Requirement: Which of the lines below include "plugin"? Each one should be copied out.

Provided information:
PR #1300, opened 2023-07-11
Include all key fields in processor field queries

dsvanlani:
### Proposed Change
We were seeing an `invariant` error because we were not requesting all the `keyfields` for processors, which is a `ResourceConfiguration`.

To reproduce.

1. On Main add processors to a configuration - verify a white screen.
2. Check out this branch, `fix/include-keyfields-in-processor-request`, reload the page, verify it loads correctly.

##### Checklist
- [ ] Changes are tested
- [ ] CI has passed


BinaryFissionGames (approved):

cpheps (approved):
Had to do a hard refresh in the browser but it fixed after that.

Mrod1598 (approved):

PR #1574, opened 2023-09-12
feat: Add flag to control metric suffixes for prometheus destinations

BinaryFissionGames:
### Proposed Change
* Adds a flag that was recently introduced to all prometheus destinations.

This option will only take effect in v1.34.0 of our agent, but the flag has been present since v1.32.0.
The default for the underlying exporter is actually `true`, so we need to default to false to avoid breaking metric name changes for v1.34.0+ agents.

##### Checklist
- [ ] Changes are tested
- [ ] CI has passed


antonblock (approved):

cpheps (approved):

jsirianni (approved):
Looks good. Tested against 1.33 and 1.34 pre release agent versions.

PR #1575, opened 2023-09-12
fix: AgentsPerPhase overflow

shazlehu:
### Proposed Change

AgentsPerPhase was overflowing, creating a negative value. This change eliminates the use of Math.Pow, and only does the number of multiplications necessary to determine if we've hit the maximum value.

##### Checklist
- [ ] Changes are tested
- [ ] CI has passed


model/configuration.go
```diff
@@ -324,10 +323,22 @@ type RolloutProgress struct {
 
 // AgentsPerPhase returns the number of agents that will be updated in the current phase.
 func (r *Rollout) AgentsPerPhase() int {
-	numAgents := r.Options.PhaseAgentCount.Initial * int(math.Pow(r.Options.PhaseAgentCount.Multiplier, float64(r.Phase)))
-	if numAgents > r.Options.PhaseAgentCount.Maximum {
-		return r.Options.PhaseAgentCount.Maximum
+	multiplier := r.Options.PhaseAgentCount.Multiplier
```
cpheps, line 326: Is there anyway to store state or skip this call after we reach the maximum? Once we hit the maximum we should always just use that right so we don't need to recalculate this.

I don't think it's a big deal as this function is pretty light weight more curious if we have the ability to detect that so we don't have to recalculate everytime.

cpheps (approved):

model/configuration.go
```diff
@@ -324,10 +323,22 @@ type RolloutProgress struct {
...
+	// If the multiplier is 1 or less, the number of agents won't change over phases.
+	if multiplier <= 1 {
+		return r.Options.PhaseAgentCount.Initial
 	}
+
+	numAgents := r.Options.PhaseAgentCount.Initial
+	for i := 0; i < r.Phase; i++ {
+		numAgents *= int(multiplier)
```
BinaryFissionGames, line 334: I think we need to be careful here, multiplier doesn't need to be integral, it also supports multipliers like `1.5`, but here it's effectively treated like `1`.

I think the correct way is to calculate a cumulative multiplier as a float64, then multiply it by initial when returning or comparing.

BinaryFissionGames: Maybe something like:
```go
	totalMult := float64(1)
	initial := r.Options.PhaseAgentCount.Initial
	for i := 0; i < r.Phase; i++ {
		totalMult *= multiplier
		numAgents := int(float64(initial) * totalMult)

		// Check for potential overflow or if the number exceeds the max.
		if numAgents >= r.Options.PhaseAgentCount.Maximum || numAgents < 0 {
			return r.Options.PhaseAgentCount.Maximum
		}

	}

	return int(float64(initial) * totalMult)
```

shazlehu: You're right, we should support float values for the multiplier as expected

BinaryFissionGames (approved):

PR #1577, opened 2023-09-14
fix(measurements): Change source IDs in pipeline

antonblock:
### Proposed Change

- Change source names to include ULID in addition to index

##### Checklist
- [ ] Changes are tested
- [ ] CI has passed


dsvanlani (approved):

model/configuration.go
```diff
@@ -1204,6 +1204,7 @@ func (c *Configuration) Graph(ctx context.Context, store ResourceStore) (*graph.
 
 	for i, source := range c.Spec.Sources {
 		sourceName := TrimVersion(source.localName(KindSource, i))
+		// sourceName := TrimVersion(fmt.Sprintf("%s%d_%s", strings.ToLower(string(KindSource)), i, source.ID))
```
BinaryFissionGames, line 1207: Seems like we're good with deleting this line?

model/configuration_test.go
BinaryFissionGames, line 1: Side note, these tests are ALWAYS a pain to update, would be cool to update these tests so that the "golden" configs are generatable files that we could just end up checking the diff on.

BinaryFissionGames (approved):
Working well for me, including the overview page.

PR #1584, opened 2023-09-15
feat: Add featuregate to resourceTypes

Mrod1598:
### Proposed Change

1. Add featuregate to resourceTypes
2. Set seeded resources to the base gates

##### Checklist
- [ ] Changes are tested
- [ ] CI has passed


model/resource_type.go
```diff
@@ -325,6 +328,20 @@ func (rt *ResourceType) evalTemplate(r ResourceTypeTemplate, nameProvider otel.C
...
+// ----------------------------------------------------------------------
+// featureGate
+// ----------------------------------------------------------------------
+
+// featureGate returns the feature flag for this resource type
+func (rt *ResourceType) FeatureGate() string {
+	return rt.Spec.FeatureGate
+}
+
+// IsFeatureEnabled returns true if the feature flag for this resource type is enabled
```
cpheps, line 340: Comment is wrong

model/resource_type.go
```diff
@@ -325,6 +328,20 @@ func (rt *ResourceType) evalTemplate(r ResourceTypeTemplate, nameProvider otel.C
 	return set
 }
 
+// ----------------------------------------------------------------------
+// featureGate
+// ----------------------------------------------------------------------
+
+// featureGate returns the feature flag for this resource type
```
cpheps, line 335: nit: Comment should be capitalized like function name

store/store.go
```diff
@@ -409,6 +409,20 @@ func GetSeedResources(ctx context.Context, files embed.FS, folders []string) ([]
...
+		switch rType := resource.(type) {
+		case *model.SourceType:
+			rType.SetFeatureGate("base-sources")
+		case *model.DestinationType:
+			rType.SetFeatureGate("base-destinations")
+		case *model.ProcessorType:
+			rType.SetFeatureGate("base-processors")
+		}
+		allEmbedded[resourceIndex] = resource
+	}
```
BinaryFissionGames, line 424: Forgot about this when we were looking over this together, but these should be "defaults" (only set if there is no feature gate).

Mrod1598: Good point, updated.

model/resource_type.go
Mrod1598: Updated.

model/resource_type.go
Mrod1598: Updated.

cpheps (approved):

BinaryFissionGames (approved):

PR #1585, opened 2023-09-18
Trim version from destination

shazlehu:
### Proposed Change

We were seeing multiple destinations in the overview page as the result of broken config. This change should mitigate that.
##### Checklist
- [ ] Changes are tested
- [ ] CI has passed


dsvanlani (approved):

andykellr (approved):
That has to be my favorite map value for creating a set.

dsvanlani (approved):

dsvanlani:
> That has to be my favorite map value for creating a set.

Leaves no ambiguity!

PR #1586, opened 2023-09-18
chore: Refactor ApplySortOffsetAndLimit, AssignMetricsToGraph

dsvanlani:
### Proposed Change
These are changes necessary for the server-side paginated agents table for our enterprise addition.

**Changes**
- Separate the offset and limit implementation of `ApplySortOffsetAndLimit` into separate `ApplyOffsetAndLimit` function.  To be used in the graphql resolver in enterprise.
- `AssignMetricsToGraph` is exported and now returns an error when it fails to convert a metric into a graph metric.  It no longer needs to take a `bindplane.Server` instance because we don't use the logger.
- `AssignMetricsToGraph` assigns the agentID field of a graph metric.

##### Checklist
- [ ] Changes are tested
- [ ] CI has passed


BinaryFissionGames (approved):
Working great for me 👍

Mrod1598 (approved):

PR #1603, opened 2023-09-20
feat: Azure Blob Storage Source

cpheps:
### Proposed Change
Added the Azure Blob Storage Source that exposes the [azureblob receiver](https://github.com/open-telemetry/opentelemetry-collector-contrib/tree/main/receiver/azureblobreceiver)

### Source Configuration
Screenshot 2023-09-20 at 12 46 22 PM

##### Checklist
- [x] Changes are tested
- [ ] CI has passed


resources/source-types/azure_blob.yaml
```diff
@@ -0,0 +1,91 @@
...
+      description: Name of the Azure Storage container where traces are stored.
+      type: string
+      required: false
+      default: traces
+      relevantIf:
+        - name: enable_traces
+          operator: equals
+          value: true
+
+  logs:
```
jsirianni, line 71: I think this can be combined into one pipeline configuration 
```suggestion
  logs+traces:
```
The order might matter ^

cpheps: It can be combined bit it also makes it so the toggles don't matter. I like if you toggle off traces it won't actually give you a trace exporter. If we combine them I think the best I can do is just not configure the trace container, which has a default value if omitted.

jsirianni: 🤦 you are correct on that

jsirianni (approved):

resources/source-types/azure_blob.yaml
```diff
@@ -0,0 +1,91 @@
...
+        - text: Read more
+          url: https://learn.microsoft.com/en-us/azure/storage/blobs/storage-blob-event-overview
+      type: string
+      required: true
+
+    - name: enable_logs
+      label: Enable Logs
+      description: Enable to collect logs.
+      type: bool
+      default: true
```
Mrod1598, line 41: I believe we're defaulting to false for these now right? at least for processors. guess we don't have standards for sources yet.

Mrod1598 (approved):

PR #1620, opened 2023-09-25
feat(measurements): Filter out measurements with previous naming scheme

antonblock:
### Proposed Change

- This is the easiest option, but may not be working the way we want. In that case we need to implement this at the store level

### Testing

1. Start BPOP with a version before 1.28.1
2. Install a collector older than 1.35.1
3. Create a config and push it down to the collector
4. Let it collect measurements for a while
5. Stop bindplane and checkout this branch and restart it
6. Rollout config changes
7. Observe that the graphql response for measurements includes only sources and processors with IDs and not any without.
8. Extra confirmation to check measurements in DB to verify old measurements still exit. Note: They may be cleared out if not check fast enough.

##### Checklist
- [ ] Changes are tested
- [ ] CI has passed


Mrod1598 (approved):

Mrod1598:
Not seeing anything in gql that doesn't have an ID

cpheps (approved):
Verified metrics are in the database but not being shown in the UI.

PR #1057, opened 2021-01-07
Supress unmaintained Heroku Addon

gmarro:
The mLab team has discontinued their MongoDB add-on. The mLab MongoDB add-on will be removed from all Heroku apps on November 10, 2020 and graphenedb addon does not exist anymore.


atomfrede:
Thanks @gmarro for the heads up. We must also adapt the main generator not to support/use mLab and Graphene anymore (which is very sad imho).

atomfrede (changes requested):
There is also a part `Using Neo4j` (under `Troubleshooting`) which we should remove.

atomfrede (approved):

PR #1063, opened 2021-01-14
Update 011_tip_configuring_email_in_jhipster.md

bendeguz-szatmari:
My emails were marked as spam without setting the 'jhipster.mail.from' property properly. Tested with Gmail and Outlook.


pascalgrimaud:
Thanks @bendeguz-szatmari

PR #1067, opened 2021-01-23
jdl doc updates

deepu105:


pascalgrimaud:
@deepu105 : does it mean we can update these project too ?

https://github.com/jhipster/jhipster-oh-my-zsh-plugin/blob/main/jhipster.plugin.zsh#L9
https://github.com/jhipster/jhipster-fisher-plugin/blob/main/conf.d/jhipster.aliases.fish#L9

deepu105:
Yes @pascalgrimaud

PR #1071, opened 2021-01-24
Mongock is now used instead of Mongobee

murdos:
Mongock is now used instead of Mongobee since migration to Spring Boot 2.3

They have been really responsive to support Spring Data MongoDB 3 and MongoDB java driver 4.

Also added Mongock logo in server side stack


pascalgrimaud (approved):

pascalgrimaud:
Thanks @murdos !

PR #1090, opened 2021-03-04
JHipster App is deprecated

CGarces:
JHipster App is deprecated. I have changed the order of the items, using the terminal should be the preferred way.
Other possibility is just remove all references to JHipster App.


pascalgrimaud:
Thanks for your contribution @CGarces

PR #1099, opened 2021-03-11
Remove repeated 'a' article from problem-with-message.md

ramnasidharta:
[This page](https://www.jhipster.tech/problem/problem-with-message/) currently has a phrase starting with `JHipster is a an application [...]`, while it should be `JHipster is an application [...]`.


ruddell:
Thanks!

PR #1101, opened 2021-03-16
Update Okta instructions for new Admin Console

mraible:
While I was updating this page, I noticed we still reference UAA in it. Should we remove those docs, @pascalgrimaud?


pascalgrimaud:
@mraible : UAA should be removed here https://github.com/jhipster/jhipster.github.io/pull/1069 and this branch was merged into prepare-release-v7.0.0

PR #1103, opened 2021-03-18
Adding an additional note to configure corporate Outlook

jairo-henao:
When 'jhipster.mail.from' is not added or does not match 'spring.mail.username', the mail is not sent


pascalgrimaud (approved):

pascalgrimaud:
Thanks for your contribution @jairo-henao

PR #1107, opened 2021-03-20
New tip: How to remove 'Register account'

apuntandoanulo:
The generator adds by default the option to self-register. In some cases for security reasons it is required to delete it.


jdubois:
I'm merging and adding this to the index myself, thank you!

Result for this exercise:
https://github.com/jhipster/jhipster-oh-my-zsh-plugin/blob/main/jhipster.plugin.zsh#L9
https://github.com/jhipster/jhipster-fisher-plugin/blob/main/conf.d/jhipster.aliases.fish#L9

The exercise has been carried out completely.